La pratique artistique de Javier M. Rodríguez s’articule autour de la compréhension de l’imagemouvement comme langage. Elle questionne la manifestation de cette expression, à travers l’emprunt et la conversion d’un contenu cinématographique par l’artiste. Il met en lumière la souplesse d’un scénario de film. Pour sa première exposition personnelle à la galerie “I Prefer to Look Back” Javier M. Rodríguez présente un ensemble de travaux construits sur les mêmes principes qu’un montage de film, tels que les enchainements de scènes, les raccords, ou les mouvements de caméra.

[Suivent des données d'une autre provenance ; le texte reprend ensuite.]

PR #94, opened 2021-07-15
add console.error in catch handlers

dagda1:
## Motivation

Catch handlers in `simulation.ts`  were not getting logged to the console.

## Approach

add `console.error` to catch handlers.

### DIFF
--- a/packages/server/src/effects/logging.ts
+++ b/packages/server/src/effects/logging.ts
@@ -1,21 +1,26 @@
-import type { SimulationState } from 'src/interfaces';
-import { Effect } from '../effect';
+import type { ServerState } from 'src/interfaces';
+import { map } from '../effect';
 import { assert } from 'assert-ts';
-import { spawn, Task } from 'effection';
+import { Operation, spawn, Task } from 'effection';
+import { Slice } from '@effection/atom';
 
-export const loggingEffect = (): Effect<SimulationState> => slice => function*(scope) {
-  let task: Task = yield spawn();
+export function createLogger(slice: Slice<ServerState>): Operation<void> {
+  return {
+    name: 'logger',
+    *init(scope) {
+      let task: Task = yield spawn();
 
-  yield slice.slice('debug').forEach(function*(shouldLogErrors) {
-    yield task.halt();
-    if (shouldLogErrors) {
-      task = yield spawn(function* () {
-        yield slice.filter(({ status }) => status === 'failed').forEach(function *(state) {
-          assert(state.status === 'failed');
-
-          console.error(state.error);
-        });
-      }).within(scope);
+      yield spawn(slice.slice("debug").forEach(function*(shouldLogErrors) {
+        yield task.halt();
+        if (shouldLogErrors) {
+          task = yield spawn(map(slice.slice("simulations"), function*(simulation) {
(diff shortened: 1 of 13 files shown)


jbolda (changes requested):
I would maybe add some text to this change file. I don't know that covector will handle this nicely. We should probably have it throw an error for this situation. I don't know that we want to allow no change info?

cowboyd:
I don't think this is what we want, since it will be normal that scenarios and services fail. The errors will be in the atom state and should be handled from there. What we could do is, take have an optional effect that sees an error for the first time in the atom and logs it to the console. That way, you could turn this effect on and off from the command line.

dagda1:
> That way, you could turn this effect on and off from the command line.

I did not realise it was getting logged to the state.  Having logging configurable sounds like a better idea

cowboyd:
> Are you happy with the approach?

I think we agreed in chat that we'd make it server wide, not a simulation option?

another thing that occurned to me which is super fancy, but not that much more difficult to implement is that we could make the debug a field in the atom (initial state set by a server option), and start the effect whenever it is true, and halt the effect whenever it is false. That would mean we could turn logging on and off of a running server.

dagda1:
> start the effect whenever it is true, and halt the effect whenever it is false. That would mean we could turn logging on and off of a running server.

That is nice!

packages/server/src/effects/logging.ts
```diff
@@ -0,0 +1,23 @@
...
+      yield task.halt();
+      task = yield spawn(function* () {
+        yield slice.filter(({ status }) => status === 'failed').forEach(function *(state) {
+          assert(state.status === 'failed');
+
+          console.error(state.error);
+        });
+      }).within(scope);
+    } else if (!shouldLogErrors) {
+      task.halt();
```
cowboyd, line 20: Since we halt the task in both cases, it looks like we can just do that at the top once, and only have a single branch if for the positive case.

cowboyd (commented):
This implementation looks very elegant (too bad we don't have a mutation to enable logging ☹️ )

I thought we were going to make it a server option and not a simulation option though?

packages/server/src/effects/logging.ts
dagda1: 👍

dagda1:
> I thought we were going to make it a server option and not a simulation option though?

hmmm, the only place that could be set is in either `createClient` or in the yet to be created `enableLogging` mutation?

packages/server/src/effects/logging.ts
```diff
@@ -0,0 +1,21 @@
...
+import { Effect } from '../effect';
+import { assert } from 'assert-ts';
+import { spawn, Task } from 'effection';
+
+export const loggingEffect = (): Effect<SimulationState> => slice => function*(scope) {
+  let task: Task = yield spawn();
+
+  yield slice.slice('debug').forEach(function*(shouldLogErrors) {
+    if (shouldLogErrors) {
+      yield task.halt();
```
cowboyd, line 11: I think we want to halt in all cases.

```suggestion
    yield task.halt();
    if (shouldLogErrors) {
```

cowboyd (approved):

jbolda (approved):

Dans I’ll Be There (2019) Javier M. Rodríguez reproduit une image du film de Yasujiro Ozu, Early Summer (1951) à l’aide d’une technique qu’il utilise régulièrement : une photo est imprimée à l’aide d’une laque translucide comme un négatif sur un verre recouvert d’argent. Tandis qu’une partie du métal est recouverte de laque, l’autre partie reste intacte, l’ensemble est finalement comparable à un miroir. Grâce aux propriétés naturelles de l’argent, et avec les effets du temps, les parties non retouchées finissent par s’oxyder et s’assombrir, laissant apparaitre une image monochrome. Également présenté dans l’exposition, Penny for your Thought (2019) est un diptyque présentant deux scènes de film d’Ozu. Pour cette pièce, l’artiste a utilisé des plaques de cuivre, et non d’argent. Quand l’une des images est à peine perceptible, l’autre nous apparait de manière très nette. La première image se développe complètement au bout de cinq ans, tandis que la seconde voit son image disparaître à travers un procédé d’oxydation.
A travers l’exposition, l’artiste dévoile des pièces dont le mouvement est créé à partir d’images empruntées à la filmographie de réalisateurs du XXème siècle. Le mouvement ne résulte pas du mécanisme cinématographique, mais bien d’un procédé chimique.
Cette exploration formelle à travers les propriétés chimiques du cuivre ou l’argent permet à Javier M. Rodríguez de reconstruire des récits à partir d’éléments puisés dans le répertoire du grand cinéma, “pour recréer des histoires brèves”. D’un point A à un point B, une trajectoire temporelle réside dans chaque œuvre et une intrigue simple en découle. À l’instar des montages classiques d’Ozu où les personnages quittent la scène, le champ n’est pas pour autant dépourvu de valeur. Le spectateur quitte le schéma narratif pour la contemplation. À travers ces différentes explorations plastiques autour du temps, Javier M. Rodríguez nous rappelle qu’une nouvelle matérialité pour un média est envisageable.
Né en 1980, Javier M. Rodríguez vit et travaille à Guadalajara, au Mexique.